My house was hit by lightning when I was 10 years old. It hit our chimney and blew the bricks apart and started a small fire in our attic. The fire department came and doused the fire which was more of glowing wood and insulation than flames but the event had a big impact on me.
I wanted to learn more about these electrical discharges. There are many types of lighting: ball and bead, forked and sheet, superbolts and rocket lightning, crown flashes and anvil crawlers, staccato lightning, ribbon lightning, and more. My parents claimed that when I was a baby ball lightning came through a window of our house, rolled across the room, and exited on the opposite side of the house. I still doubt that but it did send me to books to see if such a thing was even possible.
Humans throughout history have been fascinated and frightened by lightning. It figures in theology and mythology. Those interpretations happened long before science could answer some of the questions about thunder and lightning or even before the two were known to be parts of the same thing.
Even in the era of Sir Isaac Newton (late 1600s and early 1700s) the science of electricity only covered a static charge and it was known as “electric magic.”
I remember reading in some novel about St. Elmo’s Fire which is named after St. Erasmus of Formia (also known as St. Elmo), the patron saint of sailors. It’s not lightning but this weird phenomenon can warn of an imminent lightning strike. This luminous plasma is created by a corona discharge from a rod-like object such as a mast (though it can also be a spire, chimney, or even an animal horn) in an atmospheric electric field. It is interesting that this very strange event was regarded by sailors with awe and sometimes considered to be a good omen.
If you asked most people who is associated with thunder and lightning in religion or mythology, I suspect that Thor would be the top answer. But lightning also appears in the Abrahamic religions, Hindu, Shinto and traditional religions of African tribes.
Lei Gong is the god of thunder in Chinese folklore, and his wife, Dianmu, was the goddess of lightning.
In Native American stories, Thunderbird controlled the upper world and flapped his wings to create thunder to protect humans from the underworld. Lightning shot out of his eyes at the underworld’s monsters.
“If lightning is the anger of the gods,
then the gods are concerned mostly about trees.” ― Lao Tzu
As science came into being – and as I got older – we al learned that thunder wasn’t “God bowling” (as I heard in childhood) and lightning was not caused by Thor’s hammer. Colliding particles of liquid – rain, ice or snow – inside storm clouds increase the imbalance between storm clouds and the ground, and often negatively charge the lower reaches of those clouds.
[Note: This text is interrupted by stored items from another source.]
PR #256, opened 2024-08-08
STOR-1992: Enable MSI override for ARO HCP

bryan-cox:


bryan-cox:
We ended up not needing this. CSO is using the same credentials setup for azure CCM config. Hermant, Cesar, and I were able to confirm CSO is using MSI when azure CCM config is setup with MSI. Azure CCM will be setup for MSI in https://github.com/openshift/hypershift/pull/4565

PR #260, opened 2024-08-19
STOR-1819: Distribute OCP specific test manifest with create-efs-volume

jsafrane:
We need the AWS EFS OCP specific manifest available in CI. All other EFS tests manifests are generated by create-efs-volume image, so put this manifest there too.

@openshift/storage


bertinatto (commented):
/lgtm

jsafrane:
/overide ci/prow/e2e-azure-file-nfs-csi
This PR has no effect on azure

PR #272, opened 2024-09-05
OCPBUGS-38922: add tag matching to Azure File storage class

RomanBednar:
This should address two issues:
- prevent matching storage accounts that have private endpoints enabled - this is the original issue in bug report
- prevent matching storage accounts that are not created by our operator - this is a side effect of using the tags, but we intended to address it anyway

The used key/value pair for the tag is unlikely to ever match any other storage account, although still possible if it is tagged the same. Another alternative considered was to hardcode storage account name (`storageAccount` param), but that requires having the storage account created in advance which is non-trivial and would add code to the operator that might not be necessary.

Ceratin objects on the ground – especially trees, building steeples (and chimneys!), but also the Earth itself, become positively charged. Nature wants to keep a balance and so a current (lightning) passes between the two charges.
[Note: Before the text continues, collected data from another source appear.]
PR #275, opened 2024-09-13
OSASINFRA-3618: Add Cinder CSI support (part 2)

stephenfin:
This is part 2 of the process of merging the OpenStack Cinder CSI Driver operator into `csi-operator`.

This PR address the fourth step in the [migration guide][migration], namely moving the operator to the new structure in `csi-operator`.

Follow-up PRs will remove the `legacy/openstack-cinder-csi-driver-operator` directory and update both the CI jobs and image builds to remove references to same.

You can compare the assets generated here using the following script, which relies on [difftastic](https://difftastic.wilfred.me.uk/installation.html) (available from the Fedora repos):

```python
#!/usr/bin/env python3

import pathlib
import subprocess
import sys


assets = [
    p
    for p in pathlib.Path('openstack-cinder-csi-driver-operator/assets').glob(
        '*.yaml'
    )
]
assets += [
    p
    for p in pathlib.Path('openstack-cinder-csi-driver-operator/assets/rbac').glob('*.yaml')
]

csi_operator_assets = pathlib.Path(
    'csi-operator/assets/overlays/openstack-cinder/generated/standalone/'
)
for legacy_asset in assets:
    # map assets with different names
    asset_name = {
        'prometheus_rolebinding.yaml': 'prometheus_binding.yaml',
        'lease_leader_election_rolebinding.yaml': 'lease_leader_election_binding.yaml',
    }.get(legacy_asset.name, legacy_asset.name)
    csi_operator_asset = csi_operator_assets / legacy_asset.name
    if not csi_operator_asset.exists():
        print(f'ERROR: {csi_operator_asset} does not exist!')
        sys.exit(1)

    subprocess.run(
        f'difft --ignore-comments {legacy_asset} {csi_operator_asset}',
        shell=True,
    )
```

[migration]: https://github.com/openshift/enhancements/blob/master/enhancements/storage/csi-driver-operator-merge.md#process-of-moving-operators-to-csi-operator-monorepo

**Previous steps:**

- https://github.com/openshift/csi-operator/pull/278
- https://github.com/openshift/csi-operator/pull/281
- https://github.com/openshift/release/pull/56812
- https://github.com/openshift-eng/ocp-build-data/pull/5402
- https://github.com/openshift/openstack-cinder-csi-driver-operator/pull/180


gnufied:
Did you check https://github.com/openshift/enhancements/blob/master/enhancements/storage/csi-driver-operator-merge.md for steps about how to merge operators?

stephenfin:
/retitle OSASINFRA-3618: Add Cinder CSI support (part 2)

stephenfin:
Failures look real. I'm investigating.

pkg/driver/openstack-cinder/openstack_cinder.go
```diff
@@ -0,0 +1,191 @@
...
+
+	generatedAssetBase = "overlays/openstack-cinder/generated"
+)
+
+// GetOpenStackCinderGeneratorConfig returns configuration for generating assets of Cinder CSI driver operator.
+func GetOpenStackCinderGeneratorConfig() *generator.CSIDriverGeneratorConfig {
+	return &generator.CSIDriverGeneratorConfig{
+		AssetPrefix:      "openstack-cinder-csi-driver",
+		AssetShortPrefix: "openstack-cinder",
+		DriverName:       "cinder.csi.openstack.com",
```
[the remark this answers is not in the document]
stephenfin: Oh, yes, we should.

assets/overlays/openstack-cinder/patches/controller_add_driver.yaml
```diff
@@ -0,0 +1,111 @@
...
+  template:
+    metadata:
+      annotations:
+        # FIXME(stephenfin): This was not set previously for openstack-cinder-csi-driver-operator.
+        # but is set in assets/base/controller.yaml. Is settting it to the empty string enough, or
+        # should we remove it from the base and move it into the drivers that need it?
+        cluster-autoscaler.kubernetes.io/safe-to-evict-local-volumes: ""
+        # FIXME(stephenfin): This was not set previously for openstack-cinder-csi-driver-operator.
+        # What is the effect/necessity of setting it now?
+        openshift.io/required-scc: privileged
```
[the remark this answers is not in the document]
stephenfin: I can't do that (I did try) because we use host networking for the controller. Not sure why the controller needs host networking but I was copying what was done previously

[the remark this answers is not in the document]
mandre: Yep, not sure. It [was there since the beginning](https://github.com/openshift/openstack-cinder-csi-driver-operator/commit/a6c64477a530b7b132a0a61d75237606b7c4e045#diff-529b166853e98d1126b70e972faa93f1355cb4283af58abf08d9d96509d00cbdR17).

assets/overlays/openstack-cinder/patches/controller_add_driver.yaml
```diff
@@ -0,0 +1,111 @@
...
+    config.openshift.io/inject-proxy: csi-driver
+    config.openshift.io/inject-proxy-cabundle: csi-driver
+spec:
+  template:
+    metadata:
+      annotations:
+        # FIXME(stephenfin): This was not set previously for openstack-cinder-csi-driver-operator.
+        # but is set in assets/base/controller.yaml. Is settting it to the empty string enough, or
+        # should we remove it from the base and move it into the drivers that need it?
+        cluster-autoscaler.kubernetes.io/safe-to-evict-local-volumes: ""
```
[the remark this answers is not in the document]
stephenfin: Done

pkg/driver/common/generator/port_registry.go
```diff
@@ -1,14 +1,14 @@
...
+// different clouds on the same cluster.
 const (
 	AWSEBSLoopbackMetricsPortStart = 8201
 	AWSEBSExposedMetricsPortStart  = 9201
 
 	AWSEFSLoopbackMetricsPortStart = 8211
 	AWSEFSExposedMetricsPortStart  = 9211
 
-	// it should be safe to reuse port for Azure because we do not
-	// expect to deploy azure-disk and EBS driver on same clusters
```
gnufied, line 11: Why did we remove this comment lol?

assets/overlays/openstack-cinder/base/controller_privileged_binding.yaml
```diff
@@ -0,0 +1,14 @@
+# Allow the controller to run privileged pods
```
mandre, line 1: Is that still necessary after https://github.com/openshift/csi-operator/pull/275/commits/c1dc7c651aee697601797a86d0690fc4c0fc38bb ?

stephenfin: Whoops, missed this. Removed.

mandre (commented):
The generated assets are almost identical to what we had in [openstack-cinder-csi-driver-operator](https://github.com/openshift/openstack-cinder-csi-driver-operator), with small differences that appears like bugfixes to me (added timeouts, dropping privileges for the controller, missing kube-rbac-proxy sidecar, ...).

And the openstack CI is happy, so LGTM from a shiftstack standpoint.

/lgtm

rlobillo:
/label qe-approved

Verified through fast-fix procedure. Running verification on the cluster and running openstack-tests (all passing) and cinder-csi tests (all passing but 4 errors due to a known issue https://issues.redhat.com/browse/OCPBUGS-12849).

mandre (commented):
/lgtm

assets/overlays/openstack-cinder/patches/provisioner_add_envvars.yaml
```diff
@@ -0,0 +1,13 @@
...
+spec:
+  template:
+    spec:
+      containers:
+        - name: csi-provisioner
+          env:
+            - name: ENABLE_TOPOLOGY
+              valueFrom:
+                configMapKeyRef:
+                  key: enable_topology
```
gnufied, line 12: What does this do for the csi-provisioner?

pkg/openstack-cinder/util/const.go
```diff
@@ -0,0 +1,9 @@
+package util
+
+const (
+	// Operand and operator run in the same namespace
+	DefaultNamespace         = "openshift-cluster-csi-drivers"
+	OpenShiftConfigNamespace = "openshift-config"
```
gnufied, line 6: So we already have `CSIDriverNamespace` constant in `clients` package in csi-operator, so I would rather reuse that.

pkg/openstack-cinder/config/configsync.go
```diff
@@ -0,0 +1,220 @@
...
+	}
+
+	_, _, err = resourceapply.ApplyConfigMap(ctx, c.kubeClient.CoreV1(), c.eventRecorder, targetConfig)
+	if err != nil {
+		return err
+	}
+	return nil
+}
+
+func translateConfigMap(cloudConfig *v1.ConfigMap, enableTopologyFeature bool) (*v1.ConfigMap, error) {
```
gnufied, line 127: Please a comment describing what this function does.

pkg/driver/openstack-cinder/openstack_cinder.go
```diff
@@ -0,0 +1,205 @@
...
+	hook := csidrivernodeservicecontroller.WithConfigMapHashAnnotationHook(
+		c.ControlPlaneNamespace,
+		cinderConfigName,
+		c.GetControlPlaneConfigMapInformer(c.ControlPlaneNamespace),
+	)
+	informers := []factory.Informer{}
+	return hook, informers
+}
+
+func createConfigMapSyncer(c *clients.Clients) (factory.Controller, error) {
```
gnufied, line 195: add a comment about what we are syncing and why.

pkg/openstack-cinder/config/configsync.go
```diff
@@ -0,0 +1,220 @@
...
+	}
+
+	var sourceConfig *v1.ConfigMap
+
+	// First, we try to retrieve from the Cinder CSI-specific config map
+	sourceConfig, err = c.configMapLister.ConfigMaps(util.OpenShiftConfigNamespace).Get("cinder-csi-config")
+	if err != nil {
+		// Failing that, we attempt to retrieve from the cloud provider-specific config map
+		if errors.IsNotFound(err) {
+			sourceConfig, err = c.configMapLister.ConfigMaps(util.OpenShiftConfigNamespace).Get(infra.Spec.CloudConfig.Name)
```
gnufied, line 101: nit: some of the nesting here can be simplified by using following pattern:

```
		if !errors.IsNotFound(err) {
			return err
		}
```

pkg/openstack-cinder/config/configsync.go
```diff
@@ -0,0 +1,220 @@
...
+			if err != nil {
+				if errors.IsNotFound(err) {
+					// TODO: report error after some while?
+					klog.V(2).Infof("Waiting for config map %s from %s", infra.Spec.CloudConfig.Name, util.OpenShiftConfigNamespace)
+					return nil
```
gnufied, line 106: So, if we couldn't find configmap and assuming nothing else happend, we won't know we have an error until next 20 mins? Is that what we want?

assets/overlays/openstack-cinder/generated/standalone/controller.yaml
```diff
@@ -0,0 +1,366 @@
...
+          items:
+          - key: cloud.conf
+            path: cloud.conf
+          name: cloud-conf
+        name: config-cinderplugin
+      - configMap:
+          items:
+          - key: ca-bundle.pem
+            path: ca-bundle.pem
+          name: cloud-provider-config
```
gnufied, line 364: we are calling ca-bundle volume `cloud-provider-config` ?

assets/overlays/openstack-cinder/patches/provisioner_add_envvars.yaml
stephenfin: This is the mechanism we've used to allow us to enable/disabled topology support, which is documented [here](https://github.com/kubernetes/cloud-provider-openstack/blob/master/docs/cinder-csi-plugin/features.md#topology). By way of more context, the feature can only be enabled or disabled via a CLI flag (as opposed to something in the configuration file). This meant we needed a way to get the configuration from a user-defined config map (which is how we're storing the rest of our configuration) to that CLI. Using an env var was the solution we arrived in https://github.com/openshift/openstack-cinder-csi-driver-operator/pull/127. There may be better ways to do this and if so, I'm open to them, though we should probably do that separately, in a follow-up PR, in order to keep the asset diff as small as possible here.

pkg/openstack-cinder/util/const.go
stephenfin: Ack, done.

pkg/openstack-cinder/config/configsync.go
stephenfin: Done, although as I highlighted in the commit messages, this code is a direct copy-paste from `openstack-cinder-csi-driver-operator` and is intentionally unchanged insofar as that's possible, to avoid making the review more complicated than necessary.

pkg/driver/openstack-cinder/openstack_cinder.go
stephenfin: Done

pkg/openstack-cinder/config/configsync.go
stephenfin: No, it's not what we want and it's something we should improve, but I didn't figure out a better way to do this at the time (https://github.com/openshift/openstack-cinder-csi-driver-operator/pull/78). I'm open to suggestions but while this is not ideal, it is working so I'd like to keep the fix to a separate PR just to avoid swelling this any further.

assets/overlays/openstack-cinder/generated/standalone/controller.yaml
stephenfin: No, this is in the context of a volume mapping, so `name` here refers to the name of the config map that we wish to extract data from and use to populate a volume. The `cloud-provider-config` config map (CM) may contain 2 keys: `config`, which is required and contains the config for the CSI driver, and `ca-bundle.pem`, which is optional and (if defined) contains a CA bundle for the cloud. Here we're extracting the value of the `ca-bundle.pem` CM key to a volume called `cacert`, which gets mounted to `/etc/kubernetes/static-pod-resources/configmaps/cloud-config` (per the `volumeMounts` argument for the `csi-driver` container).

stephenfin:
@gnufied I have an ask: assuming there is nothing too egregious here, would you be okay with me addressing the comments here in a follow-up PR?

assets/overlays/openstack-cinder/patches/provisioner_add_envvars.yaml
gnufied: Topology feature is enabled by default in external-provisioner. AFAIK - this environment variable in csi-provisioner does nothing. cc @jsafrane

stephenfin: We discussed this elsewhere, but the environment flag doesn't do anything by itself. Rather, it's used to provide the value to the `--feature-gates=Topology=XXX` value, as seen [here](https://github.com/openshift/csi-operator/pull/275/files#diff-fb444a9cea9026f12ee5dced1c8bc96685085720fcb3b2e307f20a09a2a7d1baR140-R147).

There is an issue here in that this feature gate is going away soon so we will need a new strategy. I'm going to work on that this cycle, but I don't think we should hold up merging this for that since this is effectively maintaining the status quo. https://github.com/openshift/csi-operator/blob/61c9fee3acd6fe92e681ac1b63dfc6dcb1d4df54/legacy/openstack-cinder-csi-driver-operator/assets/controller.yaml#L100-L115 Also, we *have* to figure out how to do this properly this cycle since we're going to lose this feature otherwise.

PR #279, opened 2024-09-17
NO-JIRA: Move doc on migrating CSI Driver in-tree

stephenfin:
This is far more discoverable and it allows us to iterate of the procedure faster. The enhancement will be updated to reference this new doc.


gnufied:
I am personally fine with this. @openshift/team-storage-committers what do you think?

gnufied:
@stephenfin can you check failing cinder-csi tests. If they are going to block further merges into csi-operator repo, it may be worth making them optional.

gnufied:
@stephenfin I think there was a way to test this stuff. Can you please file a bug for this? I wonder if those path sepatrors needs to be escaped. This is going to be an issue in merging stuff into `csi-operator` if this remains broken.

PR #283, opened 2024-09-23
OCPBUGS-42325: Add ARO HCP Managed Identity Sidecar Containers

bryan-cox:
This commit adds the adapter-init and adapter-server sidecar containers to the azure-disk-csi-controller and azure-file-csi-controller. These containers are needed for ARO HCP to authenticate with managed identities with Azure API.


gnufied:
How are we planning to handle the fact that, this will require pod to be privileged now? Do you think it is worth updating an existing OCP enhancement for these changes?

bryan-cox:
/hold

Microsoft is requesting to not use the sidecar containers.

PR #286, opened 2024-09-26
NO-JIRA: Rename efscreate package

stephenfin:
Align with the name of the binary as is done for everything else.

Signed-off-by: Stephen Finucane <stephenfin@redhat.com>


gnufied:
I think if we do this, we will have to update how we run e2e tests for efs driver too in `openshift/release` repo.

stephenfin:
I'll revisit this later.

PR #287, opened 2024-09-26
NO-JIRA: Remove generated assets before generation

stephenfin:
This ensures we are not left with stale resources...like the four we are deleting here!


jsafrane:
/label px-approved
/label docs-approved
/label qe-approved
removing an unused file.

“Computers can deliver nuclear explosions to precisely anywhere on earth.
A lightning bolt is made entirely of error.”
― Galway Kinnell
It seems so silly now that church bells forged before science informed us about lightning might have the inscription “Fulgura Frango” (I break up lightning flashes) because it was believed that ringing church bells could ward off lightning strikes. One theory was that ringing bells would change the air’s flow, breaking the lightning’s path toward church towers.
Every child learns at some point about the wise Benjamin Franklin and his foolishly dangerous kite and key experiments from the mid-1700s led him to conclude that lightning was electricity. He soon invented the lightning rod, which actually did save some lives and buildings.
“The difference between the almost right word and the right word is really a large matter—’tis the difference between the lightning-bug and the lightning.”